_BRIEF_: Copy each line of the following data that contains "azure".

_DATA UNDER STUDY_:

------------------------

Issue #927, opened 2021-02-04
RegistrationClient interface does not expose promisified version of API


vishnureddy17:
https://github.com/Azure/azure-iot-sdk-node/blob/9bde57d79659a17affeb69002cb2ff270f945d09/provisioning/device/src/interfaces.ts#L192-L208

This `RegistrationClient` interface in `azure-iot-provisioning-device` does not exposed the promisified version of the API, despite `X509Registration` , `SymmetricKeyRegistration`, and `TpmRegistration` all having promisified implementations of `.register()` and `.cancel()`.

PR #928, opened 2021-02-04
fix(azure-iot-provisioning-device): change RegistrationClient to expose promisified version of API

vishnureddy17:
fixes issue #927


YoDaMa (approved):

YoDaMa (changes requested):
I think that this is a good change, can we verify that people will not be broken by this change?

vishnureddy17:
@YoDaMa The callback versions of the functions appear to be working as normal with the change.

YoDaMa (approved):

YoDaMa:
lgtm

PR #342, opened 2021-03-14
Add -k option to cureq example

jsha:
By analogy with curl, this turns off certificate verification. Requires
enabling the "dangerous_configuration" feature in the rustls dependency.

### DIFF
--- a/Cargo.toml
+++ b/Cargo.toml
@@ -30,7 +30,7 @@ cookie = { version = "0.14", features = ["percent-encode"], optional = true}
 once_cell = "1"
 url = "2"
 socks = { version = "0.3.2", optional = true }
-rustls = { version = "0.19", optional = true, features = [] }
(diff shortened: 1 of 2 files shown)


Cargo.toml
```diff
@@ -30,7 +30,7 @@ cookie = { version = "0.14", features = ["percent-encode"], optional = true}
 once_cell = "1"
 url = "2"
 socks = { version = "0.3.2", optional = true }
-rustls = { version = "0.19", optional = true, features = [] }
+rustls = { version = "0.19", optional = true, features = ["dangerous_configuration"] }
```
algesten, line 33: Rather than doing this by default, I think you can add another `rustls` import in the `dev-dependencies` that pulls in the extra feature.

algesten (changes requested):

algesten (approved):
LGTM!

PR #343, opened 2021-03-14
Improve handling of response body sizes

jsha:
Remove consideration of `Connection: close` in determining response body
size. A response can have Content-Length in addition to Connection:
close.

Remove consideration of HTTP version. An HTTP/1.0 response can have a
Content-Length.

Add consideration of Transfer-Encoding, which is specified to take
precedence over Content-Length.

No-body response codes take precedence over any Transfer-Encoding that
might be present, and enforce a body size of 0.

Explicitly reject a Content-Length header on no-body response codes.

I noticed this when testing against a server that sent `HTTP/1.0`, `Connection: close`, and a `Content-Length`, but didn't actually close the connection; this caused cureq to wait indefinitely.

Draft because I need to write unit tests.

### DIFF
--- a/src/response.rs
+++ b/src/response.rs
@@ -3,6 +3,7 @@ use std::str::FromStr;
 use std::{fmt, io::BufRead};
 
 use chunked_transfer::Decoder as ChunkDecoder;
+use log::trace;
 use url::Url;
 
 use crate::error::{Error, ErrorKind::BadStatus};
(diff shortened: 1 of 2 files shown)


src/response.rs
```diff
@@ -269,11 +287,22 @@ impl Response {
         let stream = DeadlineStream::new(stream, deadline);
 
         match (use_chunked, limit_bytes) {
-            (true, _) => Box::new(PoolReturnRead::new(unit, ChunkDecoder::new(stream))),
+            (_, Some(0)) => {
+                trace!("returning zero-length response body stream");
+                Box::new(PoolReturnRead::new(unit, LimitedRead::new(stream, 0)))
+            }
+            (true, _) => {
+                trace!("building ChunkDecoder");
```
algesten, line 295: maybe all these trace! logs can be on the form "Using ChunkDecoder", "Using LimitRead with limit {}", etc.

algesten (commented):
I like where this is going.

jsha:
Obsoleted by #625

PR #344, opened 2021-03-14
Ensure Error and Response implement Send+Sync

algesten:
This is to ensure we don't accidentally introduce breaking changes
with respects to Send and Sync.


algesten:
@jsha Some backwards compat checking.

jsha (approved):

------------------------

_COMPLETED EXERCISE_:
https://github.com/Azure/azure-iot-sdk-node/blob/9bde57d79659a17affeb69002cb2ff270f945d09/provisioning/device/src/interfaces.ts#L192-L208
This `RegistrationClient` interface in `azure-iot-provisioning-device` does not exposed the promisified version of the API, despite `X509Registration` , `SymmetricKeyRegistration`, and `TpmRegistration` all having promisified implementations of `.register()` and `.cancel()`.
fix(azure-iot-provisioning-device): change RegistrationClient to expose promisified version of API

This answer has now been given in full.